[Start of section]

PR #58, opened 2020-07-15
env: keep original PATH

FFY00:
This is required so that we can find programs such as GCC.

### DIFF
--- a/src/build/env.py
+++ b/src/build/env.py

[End of section]
[Start of section]

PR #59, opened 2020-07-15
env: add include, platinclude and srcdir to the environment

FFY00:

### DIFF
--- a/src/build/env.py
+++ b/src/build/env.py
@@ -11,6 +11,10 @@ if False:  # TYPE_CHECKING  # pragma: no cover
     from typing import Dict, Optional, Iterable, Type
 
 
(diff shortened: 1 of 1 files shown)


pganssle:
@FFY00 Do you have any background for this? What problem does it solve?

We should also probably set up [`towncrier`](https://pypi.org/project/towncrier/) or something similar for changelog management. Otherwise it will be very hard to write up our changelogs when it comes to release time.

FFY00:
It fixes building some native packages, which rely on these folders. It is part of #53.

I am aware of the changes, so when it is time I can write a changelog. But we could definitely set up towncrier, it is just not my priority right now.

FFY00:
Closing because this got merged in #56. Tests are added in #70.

[End of section]

AIM OF THE EXERCISE »
Return exactly the lines above from the line that has "PR #59, opened 2020-07-15" through the line that has "from typing import", inclusive, and nothing else.

EXPECTED ANSWER »
PR #59, opened 2020-07-15
env: add include, platinclude and srcdir to the environment

FFY00:

### DIFF
--- a/src/build/env.py
+++ b/src/build/env.py
@@ -11,6 +11,10 @@ if False:  # TYPE_CHECKING  # pragma: no cover
     from typing import Dict, Optional, Iterable, Type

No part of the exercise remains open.